• _PROBLEM_
Nothing but the lines from the one containing "Mutex Capture::GCallstackMutex;" through the one containing "GAddressInfos.clear();", both included, should be given again, each exactly as written below.

%%

PR #860, opened 2020-07-24
Clean up iterator UI when function live data changes

ronaldfw:
When live data changes, it is likely necessary to remove the iterators that exist. Even if they still make sense for the newly hooked functions, it would be hard to update all data correctly to the new capture. We therefore completely clean up the UI whenever the live data changes.

### DIFF
--- a/OrbitGl/LiveFunctionsController.cpp
+++ b/OrbitGl/LiveFunctionsController.cpp
@@ -223,3 +223,23 @@ TickType LiveFunctionsController::GetCaptureMin() {
 TickType LiveFunctionsController::GetCaptureMax() {
   return GCurrentTimeGraph->GetCaptureMax();
 }
+
+void LiveFunctionsController::Reset() {
+  function_iterators_.clear();
+  current_textboxes_.clear();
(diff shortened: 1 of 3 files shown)


ronaldfw:
> Hi Ronald! Seems nice but it isn't working in my workspace. The iterators are reseting as soon as I created them. Could be something related with Linux?

Ok, thanks, I'll take a look on Linux.

ronaldfw:
> > Hi Ronald! Seems nice but it isn't working in my workspace. The iterators are reseting as soon as I created them. Could be something related with Linux?
> 
> Ok, thanks, I'll take a look on Linux.

I can reproduce this, will need to take a closer look why this is happening later.

ronaldfw:
> I can reproduce this, will need to take a closer look why this is happening later.

This is actually fully reproducible on Windows as well. I will have to implement this differently. Doing the Reset() on OnDataChanged() does not work. This works when _loading_ a capture, but not when one is connected and has captured a capture from an instance. I had only tested this with loading a capture, so I never noticed.

PR #862, opened 2020-07-27
Tooltips for samples in the capture window

reichlfl:
Added tooltips for samples in the capture window.
The concept is the same as for the remaining tooltips, but there is one key difference: Samples should have a tooltip, but they are not pickable (so it is still possible to "click through" them onto the event track). To achieve this, the "picking" flag is now an enum that distinguishes between "hover" and "click", so each element can decide for itself for which of those actions it needs to draw itself into the picking buffer.
The picking enum is also passed to updatePrimitives(), which is consistent to how the method is being used anyways.

### DIFF
--- a/OrbitGl/EventTrack.cpp
+++ b/OrbitGl/EventTrack.cpp
@@ -5,6 +5,7 @@
 #include "EventTrack.h"
 
 #include "Capture.h"
+#include "SamplingProfiler.h"
 #include "EventTracer.h"
 #include "GlCanvas.h"
 #include "PickingManager.h"
@@ -25,13 +26,10 @@ void EventTrack::Draw(GlCanvas* canvas, bool picking) {
   Batcher* batcher = canvas->GetBatcher();
   PickingManager& picking_manager = canvas->GetPickingManager();
 
-  constexpr float kNormalZ = -0.1f;
-  constexpr float kPickingZ = 0.1f;
-  float z = kNormalZ;
+  constexpr float z = -0.1f;
   Color color = m_Color;
 
   if (picking) {
-    z = kPickingZ;
     color = picking_manager.GetPickableColor(this, PickingID::BatcherId::UI);
   }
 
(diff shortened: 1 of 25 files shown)


OrbitGl/EventTrack.cpp
```diff
@@ -21,21 +22,23 @@ std::string EventTrack::GetTooltip() const {
...
 
-  constexpr float kNormalZ = -0.1f;
-  constexpr float kPickingZ = 0.1f;
-  float z = kNormalZ;
+  const bool picking = picking_mode != PickingMode::kNone;
+  // The sample indicators are at z == 0 and do not respond to clicks, but
+  // have a tooltip. For picking, we want to draw the event bar over them if
+  // handling a click, and underneath otherwise.
+  // This simulates "click-through" behavior.
+  const float eventBarZ = picking_mode == PickingMode::kClick ? 0.1f : -0.1f;
```
ronaldfw, line 34: There are all these different z value definitions in GlCanvas, like GlCanvas::Z_VALUE_EVENT. Would it make sense to add them there?

OrbitGl/EventTrack.cpp
```diff
@@ -152,3 +181,37 @@ bool EventTrack::IsEmpty() const {
...
+  if (!callstack) {
+    return unknown_return_text;
+  }
+
+  std::string function_name = SafeGetFormattedFunctionName(callstack->m_Data[0]);
+  std::string result = absl::StrFormat(
+    "<b>%s</b><br/><i>Sampled event</i><br/><br/><b>Callstack:</b>",
+    function_name.c_str());
+  for (auto addr : callstack->m_Data) {
+    result = result + "<br/>" + SafeGetFormattedFunctionName(addr);
```
ronaldfw, line 214: I suppose this can become pretty long. Is this cut off at some point? If not, should it be?

OrbitGl/SchedulerTrack.h
```diff
@@ -11,10 +11,11 @@ class SchedulerTrack : public ThreadTrack {
  public:
   explicit SchedulerTrack(TimeGraph* time_graph);
   ~SchedulerTrack() override = default;
-
+
```
ronaldfw, line 14: Remove space. (Should be done automatically by clang format?)

OrbitGl/EventTrack.cpp
reichlfl: Good point, I moved them there.

OrbitGl/EventTrack.cpp
reichlfl: Currently it is not cut, no. The Tooltip can get quite large and yes, it's probably a good idea to account for that, even tough I found it acceptable in my tests. 

I'd merge this one though and take a look in a new PR.

PR #864, opened 2020-07-27
Raw serialization

IrinaShkviro:
This PR reduce amount of serialized data:

- for SamplingProfiler we need just m_Callstacks and m_UniqueCallstack, other data are filled during the ProcessSamples call

- FunctionCountMap also could be filled on load (probably, we can use Capture::GSelectedFunctionsMap instead of it)

- seems like Capture::GCallstacks and Capture::GProcessId are not used after loading so we can remove it from saving

- EventBuffer could be filled from Capture::GSamplingProfiler, so not necessary to save it too

### DIFF
--- a/OrbitCore/Capture.cpp
+++ b/OrbitCore/Capture.cpp
@@ -51,6 +51,7 @@ std::string Capture::GProcessName;
 std::unordered_map<int32_t, std::string> Capture::GThreadNames;
 std::unordered_map<uint64_t, LinuxAddressInfo> Capture::GAddressInfos;
 std::unordered_map<uint64_t, std::string> Capture::GAddressToFunctionName;
+std::unordered_map<uint64_t, std::string> Capture::GAddressToModuleName;
 Mutex Capture::GCallstackMutex;
 std::unordered_map<uint64_t, std::string> Capture::GZoneNames;
 TextBox* Capture::GSelectedTextBox = nullptr;
@@ -131,6 +132,7 @@ void Capture::ClearCaptureData() {
   GThreadNames.clear();
   GAddressInfos.clear();
   GAddressToFunctionName.clear();
+  GAddressToModuleName.clear();
   GZoneNames.clear();
   GSelectedTextBox = nullptr;
   GSelectedThreadId = 0;
--- a/OrbitCore/SamplingProfiler.cpp
+++ b/OrbitCore/SamplingProfiler.cpp
@@ -314,6 +314,16 @@ void SamplingProfiler::UpdateAddressInfo(uint64_t address) {
 
   Capture::GAddressToFunctionName[address] = function_name;
   Capture::GAddressToFunctionName[function_address] = function_name;
+
+  std::string module_name = "???";
+  std::shared_ptr<Module> module = m_Process->GetModuleFromAddress(address);
+  if (module != nullptr) {
+    module_name = module->m_Name;
+  } else if (address_info != nullptr) {
+    module_name = Path::GetFileName(address_info->module_name);
+  }
+  Capture::GAddressToModuleName[address] = module_name;
+  Capture::GAddressToModuleName[function_address] = module_name;
 }
 
 //-----------------------------------------------------------------------------
@@ -335,7 +345,10 @@ void SamplingProfiler::FillThreadSampleDataSampleReports() {
           100.f * numOccurences / threadSampleData.m_NumSamples;
 
       SampledFunction function;
-      function.m_Name = Capture::GAddressToFunctionName[address];
+      // GAddressToFunctionName and GAddressToModuleName should be filled in
+      // UpdateAddressInfo()
+      CHECK(Capture::GAddressToFunctionName.count(address) > 0);
+      function.m_Name = Capture::GAddressToFunctionName.at(address);
       function.m_Inclusive = inclusive_percent;
       function.m_Exclusive = 0.f;
       auto it = threadSampleData.m_ExclusiveCount.find(address);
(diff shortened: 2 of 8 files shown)


OrbitCore/SamplingProfiler.cpp
```diff
@@ -344,48 +354,15 @@ void SamplingProfiler::FillThreadSampleDataSampleReports() {
             100.f * it->second / threadSampleData.m_NumSamples;
       }
       function.m_Address = address;
-
-      std::shared_ptr<Module> module = m_Process->GetModuleFromAddress(address);
-      function.m_Module = module ? module->m_Name : "???";
+      function.m_Module = Capture::GAddressToModuleName[address];
```
beckerhe, line 357: I'm not sure if that works since function and module address are not the same. `GetModuleFromAddress` has a different behaviour than `GAddressToModuleName[]`. The former calls `upper_bound` while the latter only checks if an entry for the current address exists. Or did you completely revamp that and I'm wrong?

beckerhe: Never mind. It's fine. ;-)

antonrohr, line 357: I am always somewhat hesitant to use the std containers in this way, since [] will return the default constructed value if the key does not exist. I guess it is fine how it is currently done, but you could also add a CHECK if you are sure that this key always exists, or if you are unsure, maybe test and use "???" as before

OrbitGl/CaptureSerializer.cpp
```diff
@@ -83,16 +83,6 @@ void CaptureSerializer::SaveImpl(T& archive) {
     archive(functions);
   }
 
-  {
-    ORBIT_SIZE_SCOPE("Capture::GCallstacks");
-    archive(Capture::GCallstacks);
-  }
-
-  {
-    ORBIT_SIZE_SCOPE("Capture::GProcessId");
```
dpallotti, line 97: This is used in `SchedulerTrack::UpdatePrimitives` to highlight all and only the scheduling slices that belong to the same process, so it should not be removed until it's replaced by something else.

OrbitCore/SamplingProfiler.cpp
IrinaShkviro: Basically, I followed the logic that we have for Capture::GAddressToFunctionName: we fill map in UpdateAddressInfo() (with "???" if we don't have an information and with function/module name if we have) and then we use this map in other functions. In both functions (UpdateAddressInfo and FillThreadSampleDataSampleReports) we get information about addresses from the one place (m_UniqueCallstacks), so we shouldn't be in the situation when [] calls the default constructor.

OrbitGl/CaptureSerializer.cpp
IrinaShkviro: Yes, you're right, thanks for the catch!

OrbitCore/SamplingProfiler.cpp
IrinaShkviro: Should we use "at" instead of "[]" for this case then?

OrbitCore/SamplingProfiler.h
```diff
@@ -111,6 +107,22 @@ class SamplingProfiler {
   [[nodiscard]] const ThreadSampleData* GetSummary() const;
   [[nodiscard]] uint32_t GetCountOfFunction(uint64_t function_address) const;
 
+  // TODO(irinashkviro): remove this when move to protobuf
+  void SaveCallstacks() {
```
dpallotti, line 115: What's the difference between `m_Callstacks` and `callstacks_vector`, other than the former uses `BlockChain`, which is probably unnecessary? Could we just use one and then we don't need these two methods, which are actually a bit confusing?

dimitry-: agree - I do not think blockchain can be replaced with vector.

OrbitCore/Capture.cpp
```diff
@@ -51,6 +51,7 @@ std::string Capture::GProcessName;
 std::unordered_map<int32_t, std::string> Capture::GThreadNames;
 std::unordered_map<uint64_t, LinuxAddressInfo> Capture::GAddressInfos;
 std::unordered_map<uint64_t, std::string> Capture::GAddressToFunctionName;
+std::unordered_map<uint64_t, std::string> Capture::GAddressToModuleName;
```
dimitry-, line 54: Can these be moved to samplingprofilier? maybe not in this PR.

OrbitCore/SamplingProfiler.cpp
antonrohr: at() can throw exceptions, I would prefer having
`CHECK(Capture::GAddressToModuleName.count(address) != 0);`

OrbitCore/SamplingProfiler.h
IrinaShkviro: The `callstacks_vector` was introduced as a temporary solution and removed in the next PR (#865 ) with these 2 methods. Cereal don't know how to serialize blockchain until I write how to do it, but serialization is easy with the vector. If we don't want to replace blockchain with the vector, having a temporary field just for serialization is the easiest solution. Another option is to add cereal to blockchain, but I preferred to localize the serialization logic in SamplingProfiler in order to remove it in the next PR. Or am I missed something?

OrbitCore/SamplingProfiler.cpp
beckerhe: I would also prefer `at` here.

OrbitCore/SamplingProfiler.h
beckerhe: There are ways to do that without an intermediate vector, but not with the ORBIT_SERIALIZE_... macros.
Out-of-class serialization functions for BlockChain are also possible, but also more work than needed for a temporary fix. I would stick to this one.

OrbitCore/SamplingProfiler.cpp
IrinaShkviro: The general question is "When do we prefer to have an exception and when an abort()"?

OrbitCore/Capture.cpp
IrinaShkviro: Added it to my TODO list

IrinaShkviro:
Thanks a lot for the review! I'm going to rebase the branch now and merge to the master.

%%

• _SOLUTION FOR THIS PROBLEM_
 Mutex Capture::GCallstackMutex;
 std::unordered_map<uint64_t, std::string> Capture::GZoneNames;
 TextBox* Capture::GSelectedTextBox = nullptr;
@@ -131,6 +132,7 @@ void Capture::ClearCaptureData() {
   GThreadNames.clear();
   GAddressInfos.clear();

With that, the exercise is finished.